When an honest officer working under the Lokayukta filed a complaint against the guilty, he was suspended by the minister. When Justice Hegde took up the matter with the government, he was told that nothing could be done to reinstate the officer. Hegde resigned in frustration and protest. In order to save the BJP government from embarrassment and public wrath, L. K. Advani, a family friend convinced him to take back the resignation and assured him that the suspended officer will be reinstated. Justice Hegde did so readily because he intended to submit an 11,000 page-report exposing high-level corruption. When the media then reported that Hegde had been offered a parliament seat, he gave a press statement that should he contest, voters should beat him instead of voting for him!

The Q & A session was interesting and illuminating. Justice Hegde agreed that even the judiciary department is corrupt, though less so than the legislative and executive branches. His criticism extended equally to the fourth pillar of democracy, the media. While he appreciated help he received from media, he gave the example of the Radia tape to show how media has failed. Planting false stories has become easy in India where money is the absolute ruler rather than the people.

Hegde commented on his role in the anti-corruption movement and joining Anna Hazare, Arvind Kejrival, Sashi Bhushan, etc., to force politicians to pass a lokpal bill that was first suggested back in 1965. However, after the movement was hijacked to form the Aam Admi Party, he kept away. According to him, AAP is just like any other political party.

According to Hegde, even Mahatma Gandhi would not win an election today, and that honest people can do much more from outside politics than within government. Unless Indian society changes and accepts moral values, it is impossible to fight corruption. He talked about one man who influenced the constituent assembly in 1946 when it was almost unanimously decided that to contest election, one must have minimum educational qualifications. The lone voice argued that, with less than 20 percent of Indian society as literate at that time, how could India be fairly represented? B. R. Ambedkar was convinced of that logic and supported the man.

Hegde insisted repeatedly that society must stop respecting and honoring people who have ill-gotten wealth. He gave the example of Pappu Yadav who, in spite of his criminal record and being sent to jail repeatedly, was elected to parliament. Hegde supported the reservation policy but suggested that a family should get reservation only once.  He said the reservation policy is now helping those who are already well off.

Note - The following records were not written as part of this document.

PR #541, opened 2017-05-29
Use first matching PaymentDetailsModifier

### LINKED ISSUE #309: Behavior for multiple modifiers for the same payment method is not defined
Currently the specification defines a `PaymentDetailsModifier` sequence which can be used to apply modifications to the total and display items as appropriate for the currently selected payment method:

https://w3c.github.io/browser-payment-api/#dom-paymentdetailsmodifier

However, the specification does not define the user agent behavior in the case where this sequence contains multiple `PaymentDetailsModifier` objects for the same payment method. This needs to be defined, otherwise user agents risk implementing differing behaviors that could result in incorrect amounts being charged.

I would suggest since this is a sequence stating the first entry to match a payment method will be used as its modifier.

Alternatively, we could say supplying multiple modifiers for a single payment instrument is not allowed and throw a `TypeError`.

marcoscaceres:
closes #309

***
[Preview](https://s3.amazonaws.com/pr-preview/w3c/browser-payment-api/multiple_modifiers.html) | [Diff](https://s3.amazonaws.com/pr-preview/w3c/browser-payment-api/a7e1bda...2972fbb.html)

### DIFF
--- a/index.html
+++ b/index.html
@@ -1364,6 +1364,75 @@
         modify the <a>PaymentDetailsBase</a> based on a <a>payment method
         identifier</a>. It contains the following members:
       </p>
+      <p>
+        When presenting a payment request to an end-user, if there are multiple
+        <a>PaymentDetailsModifier</a> dictionaries in a sequence for the same
+        <a>payment method identifier</a>, then the user agent MUST use the
+        first entry to match a <a>payment method identifier</a> as its
+        modifier.
+      </p>
+      <div class="note">
+        <p>
+          In the following example, the developer has included multiple
+          <a>PaymentDetailsModifier</a> for the same payment method identifier
+          ("basic-card"). In such a case, the user agent chooses the first
+          matching modifier. However, the second modifier would be still be
+          used for by the payment handler for "https://example.com/bobpay".
+        </p>
+        <pre class="example js" title="Multiple modifiers">
+          const modifiers = [
+            // This one will be used a for "basic-card" payment, when paying
+            // with a "Example Card" credit card...
+            {
+              supportedMethods: ["basic-card"],
+              total: {
+                currency: "USD",
+                value: "80.00",
+              },
+              additionalDisplayItems: [
+                {
+                  label: "ExampleCard loyalty discount, 20% off!",
+                  amount: {
+                    currency: "USD",
+                    value: "-20.00",
+                  },
+                },
+              ],
+              data: {
+                supportedTypes: ["credit"],
+                supportedNetworks: ["example-card"],
+              },
+            },
+            // In the following, "basic-card" is ignored because only
+            // the first "basic-card" above will match. However,
+            // users of the "example.com/bobpay" payment handler
+            // wishing to pay with an "Example Card" credit card
+            // will receive the 30% discount.
+            {
+              supportedMethods: ["basic-card", "https://example.com/bobpay"],
+              total: {
+                currency: "USD",
+                value: "70.00",
+              },
+              additionalDisplayItems: [
+                {
+                  label: "ExampleCard loyalty discount, 30% off!",
+                  amount: {
+                    currency: "USD",
+                    value: "-30.00",
+                  },
+                },
+              ],
+              data: {
+                supportedTypes: ["credit"],
+                supportedNetworks: ["example-card"],
+              },
+            },
+          ];
+          const options = { modifiers };
+          const request = new PaymentRequest(methods, details, options);
+        </pre>
+      </div>
       <dl>
         <dt>
           <dfn>supportedMethods</dfn>


marcoscaceres:
Can someone sanity check what is going on in the spec with regards to modifiers? My reading is that that matching on `.data` is not specified. 

We need #536 and a matching algorithm somwhere. Or we need to define how matching is done in Basic Card... otherwise, we can't really express what the example shows (i.e., one can't say "if you pay with an "Amex" credit card, you need to pay 3% extra"). 

Right now, you can only say, "if you use basic-card, you have to pay extra" - which is unhelpful.

sideshowbarker:
> Can someone sanity check what is going on in the spec with regards to modifiers? My reading is that that matching on `.data` is not specified.

Agreed, it’s not specified (but needs to be)

marcoscaceres:
@nickjshearer, this attempts to address #309, which you filed. Can you take a look please, and let me know if it address the concerns you raised.

domenic:
So I think this addresses the problem, but not in the ideal way. It should be part of the show() algorithm, IMO.

Also, currently we only store the modifiers as serialized strings in the [[serializedModifierData]] slot. It's a bug in the current spec that nobody every references that slot. We should probably reference it! But now I'm confused as to why it needs to be JSON-serialized at all. Will it be sent across processes? Is each payment app going to process it differently? If so we should make that explicit, like we kind of do for [[serializedModifierData]].

marcoscaceres:
> So I think this addresses the problem, but not in the ideal way. It should be part of the show() algorithm, IMO.

Agree - this is incomplete. I thought here was good as a starting point, as `updateWith()` also relies on this - not just `.show()`. 

What I'm thinking is that this section would define the "use the first matching one!" rule because: 
 
 1. This data needs to go to another UI process.
 2. The end-user may consult different payment methods.
 3. User could asynchronously add a payment handler, which may then be activated in the UI (e.g., this is the first time they use Web Payments - so they get onboarded).

For point 2 above, the use case/user story is:

"I'm going to try to pay with my Amex, because double points, oh yeah! 
- user picks basic card in UI.

"Oh, crap! If I do that, I get charged 5% more. So, screw that! I'm going to switch to 'bobpay.com', as I don't have to pay any fee (and, wow! I get a free mug!)." 
- User switches to "bobpay.com" as payment handler.

"Oh, wait, that's only if I use my bobpay debit card. M'eh. that's fine."
- user selects "debit card", clicks "Pay". 

> Also, currently we only store the modifiers as serialized strings in the [[serializedModifierData]] slot. It's a bug in the current spec that nobody every references that slot. We should probably reference it! 

Yes, probably here. 

> But now I'm confused as to why it needs to be JSON-serialized at all. Will it be sent across processes? 

Yes. Consider what I described above, where I might "shop around" for the best deal based on payment method:

screenshot 2017-06-05 19 05 44

I might jump back in forth between "basic-card" and "PayPal" above to see who gives me the better rates - this could include currency rates, free stuff, discounts, etc... all encoded in [[serializedModifierData]]. 

> Is each payment app going to process it differently? If so we should make that explicit, like we kind of do for [[serializedModifierData]].
 
Yeah. Hence why I think #536 is so important. Also, we can't filter things out of [[serializedModifierData]] because of point 3 above (payment method becomes available to the user _after_ payment request).

marcoscaceres:
Sorry, I mean serialized PaymentDetailsModifier above. Anyway, hopefully you get the idea.

domenic:
OK, that all makes sense. In that case I'd like us to explicitly reference [[serializedModifierData]] and talk about the process of sending each payment app (?) the serialized data, to tie things together.

I'm OK not doing it in show()/updateWith() for now, and keeping it here, as long as we have an issue marker and get it fixed as part of the CR transition.

ianbjacobs:
Hi @marcoscaceres, 

Is any additional WG discussion useful for this issue?

Ian

marcoscaceres:
@ianbjacobs, don't think so - but will ping you if need be.

marcoscaceres:
Hmm... maybe we might want the last matching one here.... because I think there can be partial/incremental matches (e.g., "modify all credit cards", "modify all visa credit cards", and it can get a little insane).

zkoch:
@marcoscaceres not sure what's happening with this. are we blocked on review?

marcoscaceres:
No, I'm was playing around with our implementation to seeing if "first" made more sense than "last" (https://github.com/w3c/payment-request/pull/541#issuecomment-317625011) ... same issue I raised in the basic card spec about this kind of behavior needing to be defined. 

Will go with "first" as we discussed, as it avoids some of craziness.

marcoscaceres:
Changed my mind around this. We should drop "seen" PMIs during construction - that way we only end up with the first unique ones. That solves for both .show() and .canMakePayment().

marcoscaceres:
`.updateWith()` will also need this code path.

Justice Hegde said he feels optimistic that despite the present rampant corruption and lack of moral values, India will overcome these problems and become a prosperous country in the next twenty-five years. He added that, in the unlikely case this does not happen and things become worse, there will be total revolution and the country will disintegrate. Hegde concluded by reiterating that we as a society should inculcate humanism, shun those with ill-gotten wealth, start teaching moral values in schools, and look for opportunities to serve society.

Bhamy V. Shenoy is former President of the India Culture Center of Houston.